# What this task involves
Only these lines of the data below are wanted: the one with "fix(ipam_driver): do not", the one with "So, when ipam", and any lines between them, each repeated exactly.

::::::::

PR #851, opened 2024-02-20
fix(ipam_driver): do not pass --ipam-driver option when value set to …

fccagou:
…default

podman returns _unsupported ipam driver "default"_ when `--imap-driver default` parameter is passed.

So, when ipam driver is set to "default" in docker-compose.yml, --imap-driver must not be used when podman is called.

### DIFF
--- a/podman_compose.py
+++ b/podman_compose.py
@@ -734,7 +734,7 @@ def get_network_create_args(net_desc, proj_name, net_name):
         args.extend(("--opt", f"{key}={value}"))
     ipam = net_desc.get("ipam", None) or {}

::::::::

# Result for this exercise
fix(ipam_driver): do not pass --ipam-driver option when value set to …

fccagou:
…default

podman returns _unsupported ipam driver "default"_ when `--imap-driver default` parameter is passed.

So, when ipam driver is set to "default" in docker-compose.yml, --imap-driver must not be used when podman is called.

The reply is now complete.